[EXERCISE DIRECTIONS]
The expected answer is every line of the material that contains the word "however".

SUPPLIED ENTRIES START

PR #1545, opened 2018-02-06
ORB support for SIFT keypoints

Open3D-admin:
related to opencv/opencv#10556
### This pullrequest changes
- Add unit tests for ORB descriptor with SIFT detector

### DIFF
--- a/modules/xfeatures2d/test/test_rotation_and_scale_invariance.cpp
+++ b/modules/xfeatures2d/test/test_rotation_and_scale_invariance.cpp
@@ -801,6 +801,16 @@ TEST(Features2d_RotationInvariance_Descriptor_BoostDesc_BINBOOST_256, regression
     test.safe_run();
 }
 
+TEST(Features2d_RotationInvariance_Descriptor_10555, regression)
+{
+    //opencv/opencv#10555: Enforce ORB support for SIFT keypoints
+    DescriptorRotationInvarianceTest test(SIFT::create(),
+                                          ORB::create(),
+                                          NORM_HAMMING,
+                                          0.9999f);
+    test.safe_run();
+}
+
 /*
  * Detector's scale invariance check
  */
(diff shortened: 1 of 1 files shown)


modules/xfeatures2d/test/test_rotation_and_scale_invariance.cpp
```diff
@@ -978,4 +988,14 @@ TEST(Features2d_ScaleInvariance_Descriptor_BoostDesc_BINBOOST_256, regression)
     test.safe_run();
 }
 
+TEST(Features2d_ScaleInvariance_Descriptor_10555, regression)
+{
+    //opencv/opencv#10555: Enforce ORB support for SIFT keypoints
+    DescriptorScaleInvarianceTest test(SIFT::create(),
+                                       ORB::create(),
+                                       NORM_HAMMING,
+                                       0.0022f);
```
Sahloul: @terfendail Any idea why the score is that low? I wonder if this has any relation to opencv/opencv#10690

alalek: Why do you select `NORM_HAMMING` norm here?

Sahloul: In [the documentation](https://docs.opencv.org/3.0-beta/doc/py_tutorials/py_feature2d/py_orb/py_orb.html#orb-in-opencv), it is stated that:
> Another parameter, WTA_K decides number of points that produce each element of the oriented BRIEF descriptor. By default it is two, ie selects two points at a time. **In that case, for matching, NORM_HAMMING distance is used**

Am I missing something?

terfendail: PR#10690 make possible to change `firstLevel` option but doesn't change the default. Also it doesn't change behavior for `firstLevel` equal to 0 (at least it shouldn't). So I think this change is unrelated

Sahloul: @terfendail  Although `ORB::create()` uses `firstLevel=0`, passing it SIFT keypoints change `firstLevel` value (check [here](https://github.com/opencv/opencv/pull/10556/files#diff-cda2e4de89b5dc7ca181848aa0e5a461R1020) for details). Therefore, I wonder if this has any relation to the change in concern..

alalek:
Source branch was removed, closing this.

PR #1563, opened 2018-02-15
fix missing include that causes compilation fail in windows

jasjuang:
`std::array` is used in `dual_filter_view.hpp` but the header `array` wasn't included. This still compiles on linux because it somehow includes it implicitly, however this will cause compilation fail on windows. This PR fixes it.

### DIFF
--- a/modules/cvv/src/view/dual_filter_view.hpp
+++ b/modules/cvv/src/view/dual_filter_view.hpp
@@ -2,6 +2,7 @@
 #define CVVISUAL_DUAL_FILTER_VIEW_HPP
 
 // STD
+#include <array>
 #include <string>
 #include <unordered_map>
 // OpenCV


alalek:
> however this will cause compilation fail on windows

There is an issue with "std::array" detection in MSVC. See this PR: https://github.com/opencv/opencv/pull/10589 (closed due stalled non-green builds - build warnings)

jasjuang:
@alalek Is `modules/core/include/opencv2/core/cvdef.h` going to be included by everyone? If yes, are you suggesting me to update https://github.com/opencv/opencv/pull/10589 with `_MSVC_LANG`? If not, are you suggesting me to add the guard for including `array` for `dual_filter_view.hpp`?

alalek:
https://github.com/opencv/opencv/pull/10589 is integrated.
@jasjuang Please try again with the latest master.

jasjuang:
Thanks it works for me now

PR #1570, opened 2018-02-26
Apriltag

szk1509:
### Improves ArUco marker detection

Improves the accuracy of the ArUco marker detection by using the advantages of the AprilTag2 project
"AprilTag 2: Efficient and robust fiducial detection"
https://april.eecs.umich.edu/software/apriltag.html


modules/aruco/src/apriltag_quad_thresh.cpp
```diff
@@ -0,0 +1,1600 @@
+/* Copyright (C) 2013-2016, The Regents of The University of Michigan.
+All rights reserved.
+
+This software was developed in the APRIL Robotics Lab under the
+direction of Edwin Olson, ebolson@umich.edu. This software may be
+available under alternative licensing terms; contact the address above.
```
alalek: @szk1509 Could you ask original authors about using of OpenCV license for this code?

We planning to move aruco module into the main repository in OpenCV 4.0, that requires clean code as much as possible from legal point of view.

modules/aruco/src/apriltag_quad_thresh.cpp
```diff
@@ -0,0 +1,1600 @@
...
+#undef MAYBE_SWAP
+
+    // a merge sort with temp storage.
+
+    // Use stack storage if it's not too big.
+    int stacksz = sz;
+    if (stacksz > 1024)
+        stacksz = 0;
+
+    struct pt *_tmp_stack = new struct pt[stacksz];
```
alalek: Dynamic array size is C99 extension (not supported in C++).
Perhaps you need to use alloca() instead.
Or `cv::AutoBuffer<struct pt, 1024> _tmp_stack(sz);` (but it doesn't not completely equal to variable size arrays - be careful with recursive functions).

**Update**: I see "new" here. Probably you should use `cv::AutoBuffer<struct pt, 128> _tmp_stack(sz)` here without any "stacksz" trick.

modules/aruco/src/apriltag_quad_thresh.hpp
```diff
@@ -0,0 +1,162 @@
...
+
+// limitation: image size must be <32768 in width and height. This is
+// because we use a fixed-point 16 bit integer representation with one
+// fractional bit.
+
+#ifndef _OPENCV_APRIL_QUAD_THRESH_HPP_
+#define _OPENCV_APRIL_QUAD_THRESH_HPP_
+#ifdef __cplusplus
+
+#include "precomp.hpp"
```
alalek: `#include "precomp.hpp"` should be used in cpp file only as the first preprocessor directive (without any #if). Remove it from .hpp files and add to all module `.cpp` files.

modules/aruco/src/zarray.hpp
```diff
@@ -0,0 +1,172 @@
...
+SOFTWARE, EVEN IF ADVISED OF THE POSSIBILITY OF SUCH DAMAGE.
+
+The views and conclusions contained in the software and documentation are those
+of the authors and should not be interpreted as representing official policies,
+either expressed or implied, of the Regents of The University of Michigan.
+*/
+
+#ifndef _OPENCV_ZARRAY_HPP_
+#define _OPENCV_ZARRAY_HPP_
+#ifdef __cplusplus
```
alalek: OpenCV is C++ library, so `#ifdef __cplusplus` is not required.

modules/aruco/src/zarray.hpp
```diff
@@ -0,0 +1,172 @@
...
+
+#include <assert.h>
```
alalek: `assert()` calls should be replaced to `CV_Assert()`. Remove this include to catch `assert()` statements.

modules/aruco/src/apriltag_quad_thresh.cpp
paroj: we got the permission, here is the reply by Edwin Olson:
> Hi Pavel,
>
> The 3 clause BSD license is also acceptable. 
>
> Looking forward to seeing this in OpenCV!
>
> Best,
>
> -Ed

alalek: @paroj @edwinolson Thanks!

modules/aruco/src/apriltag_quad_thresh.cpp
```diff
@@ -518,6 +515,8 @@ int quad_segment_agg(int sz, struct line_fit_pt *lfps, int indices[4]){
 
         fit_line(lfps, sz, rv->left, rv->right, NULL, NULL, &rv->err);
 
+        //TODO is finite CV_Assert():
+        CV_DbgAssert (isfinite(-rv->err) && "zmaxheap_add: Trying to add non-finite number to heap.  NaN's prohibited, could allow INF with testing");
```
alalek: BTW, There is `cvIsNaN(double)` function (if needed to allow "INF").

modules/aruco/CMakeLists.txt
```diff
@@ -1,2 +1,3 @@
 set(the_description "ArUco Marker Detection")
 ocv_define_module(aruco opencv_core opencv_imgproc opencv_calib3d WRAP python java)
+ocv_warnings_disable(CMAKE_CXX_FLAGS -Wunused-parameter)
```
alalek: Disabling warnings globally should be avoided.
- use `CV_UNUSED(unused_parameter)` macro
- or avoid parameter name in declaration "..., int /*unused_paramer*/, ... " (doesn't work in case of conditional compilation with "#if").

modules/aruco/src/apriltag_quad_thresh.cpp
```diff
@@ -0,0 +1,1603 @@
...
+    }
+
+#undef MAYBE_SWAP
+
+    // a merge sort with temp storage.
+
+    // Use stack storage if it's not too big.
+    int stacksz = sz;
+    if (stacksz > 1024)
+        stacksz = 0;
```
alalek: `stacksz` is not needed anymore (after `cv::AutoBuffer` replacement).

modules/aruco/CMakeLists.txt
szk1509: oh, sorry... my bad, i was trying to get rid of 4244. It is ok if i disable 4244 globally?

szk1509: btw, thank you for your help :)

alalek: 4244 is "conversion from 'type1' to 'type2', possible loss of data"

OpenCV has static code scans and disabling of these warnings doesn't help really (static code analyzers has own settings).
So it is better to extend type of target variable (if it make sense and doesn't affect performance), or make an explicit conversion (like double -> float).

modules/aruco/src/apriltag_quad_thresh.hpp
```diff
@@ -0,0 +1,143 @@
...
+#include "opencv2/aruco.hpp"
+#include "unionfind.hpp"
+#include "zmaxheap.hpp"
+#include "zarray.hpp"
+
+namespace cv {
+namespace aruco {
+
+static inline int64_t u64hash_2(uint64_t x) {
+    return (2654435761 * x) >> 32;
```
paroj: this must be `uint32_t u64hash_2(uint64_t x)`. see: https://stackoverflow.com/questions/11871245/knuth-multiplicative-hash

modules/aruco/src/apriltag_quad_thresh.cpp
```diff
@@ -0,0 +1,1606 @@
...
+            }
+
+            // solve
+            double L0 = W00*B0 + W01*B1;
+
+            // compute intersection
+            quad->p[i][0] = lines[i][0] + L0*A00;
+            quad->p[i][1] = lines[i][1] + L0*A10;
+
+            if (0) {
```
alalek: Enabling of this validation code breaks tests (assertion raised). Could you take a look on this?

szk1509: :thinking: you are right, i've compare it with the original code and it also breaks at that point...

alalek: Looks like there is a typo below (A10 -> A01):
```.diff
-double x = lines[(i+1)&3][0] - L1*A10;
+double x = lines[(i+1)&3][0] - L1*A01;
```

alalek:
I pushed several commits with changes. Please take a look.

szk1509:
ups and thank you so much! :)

SUPPLIED ENTRIES END
SUPPLIED ENTRIES START

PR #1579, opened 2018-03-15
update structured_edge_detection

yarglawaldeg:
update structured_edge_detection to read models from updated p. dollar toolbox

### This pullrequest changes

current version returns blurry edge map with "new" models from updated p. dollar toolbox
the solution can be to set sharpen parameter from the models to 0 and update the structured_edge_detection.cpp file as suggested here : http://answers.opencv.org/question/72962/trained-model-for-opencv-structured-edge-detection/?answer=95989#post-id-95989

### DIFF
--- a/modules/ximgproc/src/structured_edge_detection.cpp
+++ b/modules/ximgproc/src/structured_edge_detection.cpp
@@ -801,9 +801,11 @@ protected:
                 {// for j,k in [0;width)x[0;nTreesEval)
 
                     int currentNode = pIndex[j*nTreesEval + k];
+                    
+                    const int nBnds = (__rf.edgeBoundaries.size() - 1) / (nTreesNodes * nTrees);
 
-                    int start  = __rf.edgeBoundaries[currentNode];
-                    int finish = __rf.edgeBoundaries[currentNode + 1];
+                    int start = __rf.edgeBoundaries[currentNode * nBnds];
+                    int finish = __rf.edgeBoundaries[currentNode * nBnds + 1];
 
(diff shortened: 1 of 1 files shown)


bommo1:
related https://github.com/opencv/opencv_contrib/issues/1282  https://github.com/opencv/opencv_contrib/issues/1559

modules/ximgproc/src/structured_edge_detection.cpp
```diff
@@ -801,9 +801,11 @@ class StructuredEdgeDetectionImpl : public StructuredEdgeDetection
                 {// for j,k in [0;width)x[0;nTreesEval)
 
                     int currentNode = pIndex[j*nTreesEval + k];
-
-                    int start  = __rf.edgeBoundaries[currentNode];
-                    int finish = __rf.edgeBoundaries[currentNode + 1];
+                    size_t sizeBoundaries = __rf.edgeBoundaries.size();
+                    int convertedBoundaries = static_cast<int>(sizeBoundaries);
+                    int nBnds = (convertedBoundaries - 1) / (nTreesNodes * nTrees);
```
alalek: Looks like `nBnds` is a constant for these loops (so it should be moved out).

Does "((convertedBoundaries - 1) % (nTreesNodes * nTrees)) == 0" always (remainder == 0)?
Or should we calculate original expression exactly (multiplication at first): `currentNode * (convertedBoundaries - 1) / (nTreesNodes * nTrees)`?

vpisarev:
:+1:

SUPPLIED ENTRIES END

[RESPONSE TO THE TASK]
`std::array` is used in `dual_filter_view.hpp` but the header `array` wasn't included. This still compiles on linux because it somehow includes it implicitly, however this will cause compilation fail on windows. This PR fixes it.
> however this will cause compilation fail on windows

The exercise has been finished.